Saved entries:

++++++++++

PR #34, opened 2020-10-08
Update mapper.rb

lindambrown:
added support for tagging


lindambrown:
per request from expanse. they wanted additional tag info for the assets.

PR #38, opened 2020-10-08
More tweaks to DF connectors 

jcran:
Getting close to GA, just knocking out customer-reported bugs. Sorry for the lack of specificness/clarity in these PRs, they're just making stuff work for expanse, riskiq and the overarching mapper.


lindambrown (approved):
looks good

PR #42, opened 2020-10-20
changed to batch process assets

lindambrown:
added tag for defenders and changed to batch process assets


dbrothersKenna (commented):
Not familiar with the other changes but the Tag for MSDefenderATP looks good.

dbrothersKenna (approved):

PR #44, opened 2020-10-23
Revert "changed to batch process assets"

dbrothersKenna:
Reverts KennaPublicSamples/toolkit#42

Problems incurred with GWL(CanadaLife) after merge.  Temporarily reverting until next week to sync with Linda.


jgamblin (approved):
Roll Back

PR #49, opened 2020-10-27
Added required annotation and default value to task specific help for tasks  (task=taskname:help)

tmgerhart:
Added required annotation and default value to task specific help for tasks  (task=taskname:help)

This will provide more context for users to create command lines directly from their terminal without referencing the read.md


jgamblin (approved):
Tested this with Toby this morning and it looks good.

PR #51, opened 2020-10-27
clean up of atp batching work

lindambrown:
created a few new methods. Changed things around so that there is a call to ONLY upload files and the method returned the json which holds the file number. Code then gathers all the file ids and at the very end a call is done to run the connector and provides the final array of file ids.


jgamblin (approved):
This looks good to me.

PR #53, opened 2020-11-02
KISS The Containerfile

jgamblin:
This change removes the Kenna user from the container and runs everything as the default user to fix the issues @tmgerhart is running into with the CSV-KDI script.   It also flattens the container file and makes it more readable by removing variables.


tmgerhart (approved):
This looks good.  From discussing with Jerry, the container will be running by the default user starting the container (not root necessarily).

PR #54, opened 2020-11-02
lastest change to atp batching

lindambrown:
allowed for skipping asset check so when loading assets only there isn't a check for dups.


lindambrown:
also, added logic for kdi json files to be deleted after upload as long as debug is set to false.

jgamblin (approved):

++++++++++

* THE PROBLEM:
In the lines above, find the word "batching" and copy every line it occurs in.

* FINISHED TASK:
clean up of atp batching work
lastest change to atp batching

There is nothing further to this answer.